[closed] Unbound fails to contact root servers? 26.1.7_1

[passeri]

update: Further testing has not reproduced the following so I have marked the topic closed. Cause of the original issue is unknown.

After upgrading to 26.1.7_1 from 26.1.6_2 I found I could no longer resolve DNS names although connectivity was otherwise fine for cached names or for direct IP addresses. Incoming mail to our server also arrived normally during this time.

I added quad9 in System->Settings->General then ticked Override in Services->Unbound->Query forwarding, after which names resolved normally. Switching back to no override stopped it again.

Currently I am functional with the override in place, wondering whether this is a product glitch or something more I need to follow up here?

[lmoore]

I added quad9 in System->Settings->General then ticked Override in Services->Unbound->Query forwarding, after which names resolved normally. Switching back to no override stopped it again.

Interesting. In my environment I've restricted access to DNS servers, and currently only allow select systems access to the Quad9 DNS servers which perform threat-blocking with DNSSEC.

On my test system, setting the DNS server in System -> Settings -> General -> DNS Servers to 127.0.0.1, Unbound is attempting to connect to the root servers - this is what you are expecting.

What is your setting for System -> Settings -> General -> DNS server options -> Allow DNS server list to be overridden by DHCP/PPP on WAN?

I've attempted to configure Unbound to forward all other zones, i.e., not local, to an upstream DNS server but this doesn't seem possible in OPNsense - I'll need to do further reading.

In short, I can't set a forward zone of "." to an upstream DNS server such as Quad9.

I'll reconfigure my production firewall to allow the tests system unrestricted external access for DNS and verify if it can resolve queries using the root servers.

[Edit] Missed the update from the original poster - I'll move on.

[passeri]

What is your setting for System -> Settings -> General -> DNS server options -> Allow DNS server list to be overridden by DHCP/PPP on WAN?

No override.

Yes, my intention was to make the connections to root servers, as Unbound defaults.

configure Unbound to forward all other zones, i.e., not local, to an upstream DNS server but this doesn't seem possible in OPNsense

I am not sure what you mean by this. In my network there is effectively a couple of layers such that the 'green' zone is firewalled from the rest independently from the fact the Opnsense edge router distinguishes three zones in its rules. The internal router caches (as do computers) and addresses all new DNS enquiries directly to the edge Opnsense, where Unbound listens on all interfaces and sends its queries to root servers. Is this the general idea you were discussing?

[lmoore]

I tested enabling the options Use System Nameserver under Query Forwarding and DNS over TLS and reviewed the Unbound configuration files. These options will create the forward-zone for "." and point to the name servers listed in System -> Settings -> General.

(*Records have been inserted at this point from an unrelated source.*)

PR #1484, opened 2023-01-18
move whereami into a submodule

slayoo:


alaingdl:
seems to have problems here : 

```
CMake Error at src/CMakeLists.txt:200 (add_library):
  Cannot find source file:

    /home/alaingdl/GDL/TestPR1484/gdl/src/whereami/src/whereami.c

  Tried extensions .c .C .c++ .cc .cpp .cxx .cu .m .M .mm .h .hh .h++ .hm
  .hpp .hxx .in .txx


CMake Error at src/CMakeLists.txt:200 (add_library):
  No SOURCES given to target: whereami

```

GillesDuvert:
@alaingdl this is looks like an old error during an early phase of the patch. gdl/src/whereami/src does not exist. Perhaps a line inadvertly forgotten in CMakeFiles. I'll check.
@slayoo This is typically what is going to happen if we use submodules.

GillesDuvert:
Ok, works with last @slayoo change.
So we have now a submodule. Good first example.

GillesDuvert (commented):
OK!!!

GillesDuvert:
NOK!!
The [whereami @ ba364cd](https://github.com/gpakosz/whereami/tree/ba364cd54fd431c76c045393b6522b4bff547f50)i folder is not propagated to a clone made or managed by NetBeans!!!

GillesDuvert:
OK, this has to be done manually. By removing the cloned gdl, replacing it with the command
`git clone --recursive https://github.com/gnudatalangage/gdl.git `
Then more or less have Netbeans refresh its paths and files by resetting the "Source Folder" in the project (sufficed in my case).

alaingdl:
(this command is not working here, I have to make : 
`git clone --recursive https://github.com/gnudatalanguage/gdl/` )

OK, now works for me with this `--recursive`, the previous was NOK (u22.04)
TBC on OSX ASAP.

slayoo:
@alaingdl @GillesDuvert when a new submodule is added on GitHub and you update your local clone, git does not by default obtain submodule contents - just metadata. Instead of re-cloning with the `--recursive` option, one can also use `git submodule update` or do `git pull --recurse-submodules` as described here (https://git-scm.com/book/en/v2/Git-Tools-Submodules#_pulling_upstream_changes_from_the_project_remote):
image

alaingdl:
heeuuu, don't work for me (on Debian 10.13; git version 2.20.1)

slayoo:
> heeuuu, don't work for me (on Debian 10.13; git version 2.20.1)

@alaingdl, please elaborate

alaingdl:
Sorry. I tried both commands you mentioned (`git submodule update` or do `git pull --recurse-submodules`), on a clean `git pull` version, but when I try to compile, I got the same error message as before (may be I made a mistake)

slayoo:
@alaingdl, please try `git submodule update --init`

alaingdl:
Thanks, yes, `git submodule update --init` is working.  And `git clone --recurse-submodules  https://github.com/gnudatalanguage/gdl` too.

We have to document that somewhere because the basic commands are no more enough to got it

Quad9 have a set up guide for various OS's to forward queries to them using DoT. The "full help" for the above options in OPNsense clearly state DoT will never be used for queries to system nameservers.

[passeri]

Nor is it used to visit root servers (my case) which are not part of or listed in system nameservers. Given the addresses to which you finally connect are visible to an ISP, not to mention at the site itself, and I have a static IP, I do not consider DoT to provide any privacy of interest.